» **Activity**: Which lines in the data contain the word "about"? Please copy each of them.

··· Material provided

PR #1347, opened 2022-09-05
feat: Websockets improvements & listening on frontend

JanCizmar:


backend/app/src/main/kotlin/io/tolgee/websocket/ActivityWebsocketListener.kt
```diff
@@ -0,0 +1,90 @@
...
+    return userId?.let {
+      val user = userAccountService.find(userId).orElse(null) ?: return@let null
+      ActorInfo(
+        type = ActorType.USER,
+        data = userAccountModelAssembler.toModel(user)
+      )
+    } ?: ActorInfo(type = ActorType.UNKNOWN, data = null)
+  }
+
+  private fun onTranslationDAtaModified(
```
cyyynthia, line 50: `Data` is improperly cased

webapp/src/views/projects/WebsocketPreview.tsx
```diff
@@ -0,0 +1,43 @@
...
+        authentication: { jwtToken: jwtToken },
+        serverUrl: process.env.REACT_APP_API_URL,
+      });
+      client.subscribe(
+        `/projects/${project.id}/translation_data_modified`,
+        (data) => addMessage(JSON.stringify(data, undefined, 2))
+      );
+      return () => client.disconnect();
+    }
+  }, [config, project, jwtToken]);
```
cyyynthia, line 28: I'm unsure about how this hook's logic is handled.
The project only affects the client *subscription*, and shouldn't trigger a full socket reconnect.

I'd have the socket connection be handled in a separate effect hook, which depends on the `jwtToken` (config seem an unused dependency as far as I can see); and then have a hook managing subscription which depends on the `client` and the `project`. Performance nitpick here.

webapp/src/views/projects/translations/context/services/useWebsocketListener.ts
```diff
@@ -0,0 +1,67 @@
...
+                      name: 'keyName',
+                    }),
+                  },
+          }));
+          translationService.updateTranslationKeys(keyUpdates);
+        }
+      );
+      return () => client.disconnect();
+    }
+  }, [config, project, jwtToken]);
```
cyyynthia, line 55: See my previous comment on websocket connection

backend/data/src/main/kotlin/io/tolgee/configuration/tolgee/WebsocketProperties.kt
```diff
@@ -0,0 +1,8 @@
+package io.tolgee.configuration.tolgee
+
+import org.springframework.boot.context.properties.ConfigurationProperties
+
+@ConfigurationProperties(prefix = "tolgee.websocket")
+class WebsocketProperties(
+  var useRedis: Boolean = false,
```
cyyynthia, line 7: Is keeping this configurable really meaningful? If a Redis server is configured, I think there is nothing wrong with automatically enabling Redis routing, and falling back to standard routing when Redis is not configured. I'm not so sure about the way things are handled internally, but I'd assume this has not much impact on the dispatch performance?

backend/app/src/main/kotlin/io/tolgee/websocket/Types.kt
```diff
@@ -0,0 +1,7 @@
+package io.tolgee.websocket
+
+enum class Types() {
+  TRANSLATION_DATA_MODIFIED;
+
+  val typeName get() = name.lowercase()
```
cyyynthia, line 6: Nitpick here, but considering event names take the form of URI paths, I'd consider having the name dash-cased would be more consistent overall. Very minor though.

backend/app/src/main/kotlin/io/tolgee/websocket/WebSocketConfig.kt
```diff
@@ -0,0 +1,71 @@
...
+
+          if (projectId != null) {
+            val user = (accessor.user as? UsernamePasswordAuthenticationToken)?.principal as? UserAccountDto
+              ?: throw MessagingException("Unauthorized")
+
+            try {
+              securityService.getProjectPermission(projectId = projectId, user.id)
+            } catch (e: Exception) {
+              null
+            } ?: throw MessagingException("Unauthorized")
```
cyyynthia, line 59: Another nitpick, if we want to follow HTTP-like semantics the error should be "Forbidden" for this case rather than Unauthorized.

cyyynthia (changes requested):

webapp/src/views/projects/WebsocketPreview.tsx
JanCizmar: You're right. But we currently need the connection only on the translation page, so It makes sense for now, to disconnect it when project changes, otherwise we would have to share the connection in some global context and so keep the connection alive also when it's not needed. In the future, when we add more endpoints I will fix this.

webapp/src/views/projects/translations/context/services/useWebsocketListener.ts
JanCizmar: See my previous comment.

backend/data/src/main/kotlin/io/tolgee/configuration/tolgee/WebsocketProperties.kt
JanCizmar: I would keep it configurable. The Redis configuration depends on this prop as well. 

See: kotlin/io/tolgee/configuration/ConditionalRedissonAutoConfiguration.kt
```
@Configuration
@ConditionalOnClass(Redisson::class, RedisOperations::class)
@AutoConfigureBefore(RedisAutoConfiguration::class)
@EnableConfigurationProperties(RedissonProperties::class, RedisProperties::class)
@ConditionalOnExpression(
  "\${tolgee.websocket.use-redis:false} or " +
    "(\${tolgee.cache.use-redis:false} and \${tolgee.cache.enabled:false})"
)
class ConditionalRedissonAutoConfiguration : RedissonAutoConfiguration()
```

To fix this I would have to create some global prop like "tolgee.redis.enabled" to enable Redis. But maybe user would like to use redis only for caching, since they have only single instance and not for websocket pub/sub.

stepan662 (approved):

webapp/src/constants/links.tsx
```diff
@@ -210,6 +210,11 @@ export class LINKS {
     'socket_io_preview'
```
cyyynthia, line 210: Shouldn't this be removed as I assume it has gone unused?

cyyynthia (approved):

JanCizmar:
@all-contributors please add @JanCizmar for All

JanCizmar:
@all-contributors please add @JanCizmar for code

······

» **Expected answer**:
cyyynthia, line 28: I'm unsure about how this hook's logic is handled.
cyyynthia, line 7: Is keeping this configurable really meaningful? If a Redis server is configured, I think there is nothing wrong with automatically enabling Redis routing, and falling back to standard routing when Redis is not configured. I'm not so sure about the way things are handled internally, but I'd assume this has not much impact on the dispatch performance?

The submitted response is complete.